The problem
The answer must be every line from the entries below that contains "works".

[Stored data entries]
PR #3685, opened 2026-08-04
Migrate Add Route journey to GOV.UK Questions

gunndabad:
### Context

Continues the move of SupportUi journeys off `WebCommon.FormFlow` and onto
`GovUk.Questions.AspNetCore` (DFE issue #369). This one is Add Route to professional status.
Edit Route and Delete Route are the two left on FormFlow.

Add Route is the first migrated journey whose *shape* depends on its own answers: the route
type and its status decide which of the ten questions get asked. That doesn't fit the
step-at-a-time model the other journeys use, and the difference is most of what's worth
reviewing here.

**Answering a question that changes the journey's shape truncates the path.**

Every question page calls `AddRouteJourneyCoordinator.AnswerAndAdvanceAsync`, which works out
which questions apply either side of the answer:

- **Unchanged** — the normal case, and every question after status: plain `AdvanceTo`. The next
  question is already the next step, so `PushStep` no-ops, the path is left intact, and a
  `returnUrl` pointing at check answers is still in the path, so the library takes the user
  straight back there with its other change links still working.
- **Changed** — only Route and Status can do this: `AdvanceTo` with
  `PushStepOptions { SetAsLastStep = true }`. The steps after this one no longer describe the
  journey, so they're dropped and the user works forward through the questions again.
  `SetAsLastStep` also makes `AdvanceTo` ignore the `returnUrl`, which is what sends them
  forward rather than back to check answers.

The upshot is that the path only ever holds questions the user has actually been through, so
nobody can skip ahead to a question they haven't reached.

That also makes check answers reachable only once every question has been answered, so the old
completeness guard isn't ported: each question's own validation is what stops the journey, and
`AgeRangeFromValidation`/`AgeRangeToValidation` and `EvidenceUploadModelValidator` already cover
the two cases that looked like gaps. The library's `returnUrl` replaces the `fromCheckAnswers`
flag.

**`AddRouteCommonPageModel` and `AddRoutePostStatusPageModel` are gone.** Everything the pages
shared — `PersonId`, `Status`, `GetRouteTypeAsync`, `PageCaption`, `CancelAsync`, advancing,
the unanswered-question lookup — is on the coordinator. Each page is a plain `PageModel`
injecting it. `AddRouteState` is now plain data: its `IsComplete` logic moved to the coordinator
too.

**`PageDriver` is gone.** Its requirement mapping and page ordering moved onto the coordinator as
`GetFieldRequirementForPage` and `GetPagesForRoute`; `AddRoutePage.cs` is now just the enum.
EditRoute's check-answers guard was the only outside caller of the mapping and now calls the
coordinator's static — visibly temporary coupling that goes when that journey is migrated. The
`NextPage`/`PreviousPage` walkers are deleted; back links come from `journey.GetBackLink()`.

**Validation.** Every page validates with FluentValidation, through the new `ThrowIfInvalidAsync`
so model binding errors stop them too — that replaces the hand-rolled `ModelState.AddModelError`
blocks and the `ModelState.IsValid` checks after them. The date inputs carry their error message
prefix on the tag helper rather than a `[DateInput]` attribute.

**Check answers renders its own summary.** The `_RouteDetail` partial and `RouteDetailViewModel`
are deleted and the rows are inline in `CheckAnswers.cshtml`, with the requirement properties from
the shared `RouteDetailModel` moved onto the page model. EditRoute and DeleteRoute keep theirs.

**Guards deleted.** The per-page `BadRequest` checks for an inapplicable route or status
(induction exemption, missing route/status) are unreachable now that path validation runs first.

**Tests.** `AddRouteStateBuilder` is replaced by object initialisers plus a new
`AddRouteTestBase` (`CreateJourneyInstanceAsync`, `CreateChangeReasonDetail`,
`GetJourneyInstanceState`), which seeds the steps of a journey worked through to check answers
via the shared `GetPagesForRoute`. Cancel buttons are form fields now, so those tests POST
`Cancel=true`. The Add Route rows moved out of `EditRoute/PermissionsTests` into their own file,
since that journey can no longer be seeded through FormFlow's `CreateJourneyInstance`.

### Guidance to review

Two changes to test *content* are worth a look rather than a skim:

1. Five theory rows asserted an "(optional)" heading for a question the journey never asks for
   that route and status — holds-from on an *In training* status, for instance. They only
   passed because the old journey had no path validation at all. Each is replaced with a
   `Get_QuestionIsNotAskedForRouteAndStatus_RedirectsToCheckAnswers` test, which pins the
   behaviour that actually matters. A few route/status picks were also random enough to flake
   between 200 and 302 once paths are validated, so they're now filtered.

2. `StatusTests.Post_FromCheckAnswers_WhenNewStatusChangesTheQuestionsAsked_ResumesTheJourneyAtTheNextQuestion`
   is new. It changes the status from check answers so that different questions apply, asserts
   the user is sent forward to the next question rather than back to check answers, and then
   asserts that check answers is no longer reachable until they've worked through them.

3. `Get_IncompleteJourney_RedirectsToExpectedPage` is deleted along with the completeness guard.
   Its 32 rows seeded states the journey can't produce now that the path only holds questions the
   user has been through.

No emitted events change, so `docs/process-type-events.md` is untouched.

Verified locally:

| Suite | Result |
| --- | --- |
| SupportUi.Tests | 3878 passed, 3 skipped |
| SupportUi.EndToEndTests, `AddRouteToProfessionalStatusTests` | 6 passed |
| SupportUi.EndToEndTests (full) | 138 passed, 1 failed |

The E2E failure is `SetStatusTests.Deactivate_CYA_NavigatesBackToCYA`, in a journey this branch
doesn't touch; it passes in isolation and is flaky under parallel load. `just test-changed` also
reports the two AuthorizeAccess `OidcTests` failures that fail on main regardless.

Rebased onto main at `09d68a1bc`, which added `ThrowIfInvalidAsync`; the three conflicting pages
(Status, InductionExemption, Reason) took that call, and the rest of the journey adopted it too.

### Checklist

-   [ ] Attach to Trello card
-   [x] Rebased master


src/TeachingRecordSystem.SupportUi/Pages/RoutesToProfessionalStatus/AddRoute/HoldsFrom.cshtml.cs
```diff
@@ -1,50 +1,57 @@
...
+public class HoldsFromModel(AddRouteJourneyCoordinator journey, TimeProvider timeProvider) : PageModel
 {
+    private readonly InlineValidator<HoldsFromModel> _validator = new()
+    {
+        v => v.RuleFor(m => m.HoldsFrom)
+            .NotNull().WithMessage("Enter the date they first held this professional status")
+            .When(m => m.HoldsFromRequired),
+        v => v.RuleFor(m => m.HoldsFrom)
+            .Must(holdsFrom => !(holdsFrom > timeProvider.Today))
+                .WithMessage("The date they first held this professional status must not be in the future")
```
hortha, line 17: nit: indent

src/TeachingRecordSystem.SupportUi/Pages/RoutesToProfessionalStatus/AddRoute/Reason.cshtml.cs
```diff
@@ -16,7 +17,7 @@ public class ReasonModel(SupportUiLinkGenerator linkGenerator, ReferenceDataCach
             .NotEmpty().WithMessage("Enter a reason")
             .When(m => m.ChangeReason == ChangeReasonOption.AnotherReason),
         v => v.RuleFor(m => m.ProvideAdditionalInformation)
-            .NotNull().WithMessage("Select yes if you want to add more information about why you\u2019re adding this route"),
+            .NotNull().WithMessage("Select yes if you want to add more information about why you’re adding this route"),
         v => v.RuleFor(m => m.AdditionalInformation)
             .MaximumLength(UiDefaults.ReasonDetailsMaxCharacterCount)
                 .WithMessage($"Additional detail {UiDefaults.ReasonDetailsMaxCharacterCountErrorMessage}"),
```
hortha, line 23: nit: indent

hortha (approved):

Answer space
Every question page calls `AddRouteJourneyCoordinator.AnswerAndAdvanceAsync`, which works out
  journey, so they're dropped and the user works forward through the questions again.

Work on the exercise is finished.